Post-hoc filters and retrieval can improve behavior, but they do not define the routing policy. A useful QA stack needs explicit decision rules for coverage, answer confidence, and recoverability: when to answer directly, when to retrieve, and when the current stack is unlikely to produce a reliable answer.

What vision models already know

Selective prediction is not new. In computer vision, reject-option classifiers are evaluated by their coverage/selective-accuracy tradeoff: the model is allowed to abstain on some inputs, and the retained predictions should become more accurate as coverage decreases.

My PhD work in this area (ISVC 2022, MVA 2025 journal extension) studies per-class reject thresholds rather than global thresholds. The motivation is simple: classifier errors are not evenly distributed across classes. A single threshold can be too conservative for easy classes and too permissive for hard ones. Estimating class-conditional thresholds from validation statistics gives a more direct handle on the coverage/selective-accuracy tradeoff.

The same design principle applies outside vision: estimate the relevant failure regions and attach explicit actions to them.

Why language is harder

Language introduces a routing problem that is more conditional than standard image classification. The same question can be answerable with the right passage and unanswerable without it. A failure can be due to missing context, insufficient model capacity, retrieval misspecification, prompt ambiguity, or the question being ill-posed. That makes a single “uncertain” label too coarse.

For QA systems, I think the practical distinction is three-way:

  1. Direct answer is likely sufficient.
  2. Retrieval may make the question answerable.
  3. The current model–retriever–corpus stack should abstain.

Collapsing these cases into one uncertainty score throws away information needed for routing. The operating point should depend on the action being considered.

Structured abstention

My current submission studies the second boundary: after direct answering has been ruled out, can we distinguish retrievable failures from unrecoverable ones?
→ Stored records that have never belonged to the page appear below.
PR #1050, opened 2021-01-05
feat: add CDVWebViewEngineConfigurationDelegate

msmtamburro:
to fully expose WKWebView configuration (#900)

### Platforms affected

cordova-ios

### Motivation and Context

https://github.com/apache/cordova-ios/issues/900

### Description

Allows the consumer to extend CDVViewController as a CDVWebViewEngineConfigurationDelegate and provide a WKWebViewConfiguration.  This is useful for more complex configuration cases (i.e., ones where configuration through config.xml is insufficient).

### Testing

I tested both the existing behavior:
- letting cordova-ios create the WKWebViewConfiguration on your behalf

And the new behavior:
- optionally providing your own configuration, which is used instead 

### Checklist


msmtamburro:
Great, understanding this existing dependency is helpful.  I can bring back the existing init alongside this new one.

CordovaLib/Classes/Public/CDVViewController.m
```diff
@@ -505,9 +505,10 @@ - (UIView*)newCordovaViewWithFrame:(CGRect)bounds
             self.webViewEngine = [[NSClassFromString(defaultWebViewEngineClass) alloc] initWithFrame:bounds];
         }
     } else {
-        self.webViewEngine = [[NSClassFromString(defaultWebViewEngineClass) alloc] initWithFrame:bounds];
+        WKWebViewConfiguration *config = [self respondsToSelector:@selector(configuration)] ? [self configuration] : nil;
+        self.webViewEngine = [[NSClassFromString(defaultWebViewEngineClass) alloc] initWithFrame:bounds configuration:config];
```
dpogue, line 509: It looks like you're only applying this in the case when an engine is not specified.

What might be best is to make a private `initWebViewEngine:(NSClass)engineClass` method that takes in the engine class, and checks if it responds to `initWithFrame:configuration:` and calls that, falling back to `initWithFrame:`.

Then we'd call `initWebViewEngine:` on lines 502, 505, and 509 here

dpogue (commented):
Does the addition of `NS_ASSUME_NONNULL_BEGIN` and `nullable` impact the public API for plugins that implement subclasses of CDVViewController and CDVWebViewEngineProtocol?

We need to be careful with public API to ensure (as much as possible) that we don't break existing plugins, otherwise people will just stay on older versions and keep opening issues requesting fixes be backported.

msmtamburro:
> Does the addition of `NS_ASSUME_NONNULL_BEGIN` and `nullable` impact the public API for plugins that implement subclasses of CDVViewController and CDVWebViewEngineProtocol?
> 
> We need to be careful with public API to ensure (as much as possible) that we don't break existing plugins, otherwise people will just stay on older versions and keep opening issues requesting fixes be backported.

Short answer, no impact. 

Longer answer: Before the changes, the original code could actually return nil, but the consumer had no way to understand this without nullability specifiers.  The consumers likely assumed that these methods never return nil.  Adding the `NS_ASSUME_NONNULL_BEGIN` is the equivalent of making no change to the nullability specifiers, however incorrect they may be.   Adding `nullable` to the new method tells the consumer to expect that this method can return null.  One could go through and update all of the previous methods with appropriate nullability specifiers at some point in the future.

dpogue:
> Adding `nullable` to the new method tells the consumer to expect that this method can return null. One could go through and update all of the previous methods with appropriate nullability specifiers at some point in the future.

You've changed `initWithFrame:` to have `nullable` too:
```objectivec
- (nullable instancetype)initWithFrame:(CGRect)frame;
```

Will existing plugins that implement it without `nullable` run into compiler errors?
i.e., https://github.com/ionic-team/cordova-plugin-ionic-webview/blob/master/src/ios/CDVWKWebViewEngine.m#L117

CordovaLib/Classes/Public/CDVViewController.m
msmtamburro: This is a great suggestion... I didn't imagine custom web engines using this, but of course, that makes sense.  I'll tidy this up.

msmtamburro: Since the change was more extensive than expected, I raised it in another branch on my fork: https://github.com/msmtamburro/cordova-ios/pull/1/files

If it makes sense, I'll merge it in to this one.

msmtamburro:
> > Adding `nullable` to the new method tells the consumer to expect that this method can return null. One could go through and update all of the previous methods with appropriate nullability specifiers at some point in the future.
> 
> You've changed `initWithFrame:` to have `nullable` too:
> 
> ```objc
> - (nullable instancetype)initWithFrame:(CGRect)frame;
> ```
> 
> Will existing plugins that implement it without `nullable` run into compiler errors?
> i.e., https://github.com/ionic-team/cordova-plugin-ionic-webview/blob/master/src/ios/CDVWKWebViewEngine.m#L117

They may possibly see a warning (depending on project setup, and language used), but it is a good warning regarding unchanged code.  The existing code could have always returned nil here.  It should not stop anyone from compiling, even if they are treating warnings as errors in their own project.

dpogue (approved):
This looks good to me.

@NiklasMerz @jcesarmobile Any thoughts/concerns here?

NiklasMerz:
No concerns. This looks like a really good change for plugin authors. I am just not confident enough in ObjectiveC to review the code/find issues.

msmtamburro:
> > > Adding `nullable` to the new method tells the consumer to expect that this method can return null. One could go through and update all of the previous methods with appropriate nullability specifiers at some point in the future.
> > 
> > 
> > You've changed `initWithFrame:` to have `nullable` too:
> > ```objc
> > - (nullable instancetype)initWithFrame:(CGRect)frame;
> > ```
> > 
> > 
> > Will existing plugins that implement it without `nullable` run into compiler errors?
> > i.e., https://github.com/ionic-team/cordova-plugin-ionic-webview/blob/master/src/ios/CDVWKWebViewEngine.m#L117
> 
> They may possibly see a warning (depending on project setup, and language used), but it is a good warning regarding unchanged code. The existing code could have always returned nil here. It should not stop anyone from compiling, even if they are treating warnings as errors in their own project.

I took a moment to go through existing (unchanged) methods that fall under the assumed "nonnull" but can actually return nil, and explicitly marked them as "nullable," so there's less ambiguity.

erisu (approved):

In the evaluated stack, answer-confidence baselines are not sufficient for that decision, so the routing policy needs a separate estimate of stack-relative recoverability.

The broader point is that answer confidence and stack-relative recoverability are different signals. The former estimates whether direct answering should proceed. The latter estimates whether retrieval is likely to change the answerability of the question. Treating both as one scalar confidence loses the distinction the routing policy needs.

Why this matters for deployment

The engineering reason to care is that many systems need a controllable coverage/reliability tradeoff. If the cost of a wrong answer is higher than the cost of no answer, the model should expose an abstention policy with measurable operating characteristics: coverage, selective accuracy, reject recall, recoverability, and downstream utility.

This is why I treat abstention as a modeling and evaluation problem rather than a product-layer patch. The interesting question is not only whether the model can answer more questions, but whether the system can choose the right action for the current input and operating point.

A note on signal and noise

The same selective-prediction framing also applies to research workflows. As the volume of submissions and generated text increases, review systems need better triage: not to replace expert judgment, but to allocate attention toward work with stronger evidence, clearer novelty, and reproducible artifacts.

That is a different problem from QA abstention, but the structure is familiar: define the action space, measure error costs, and calibrate the thresholds instead of pretending every case should receive the same decision.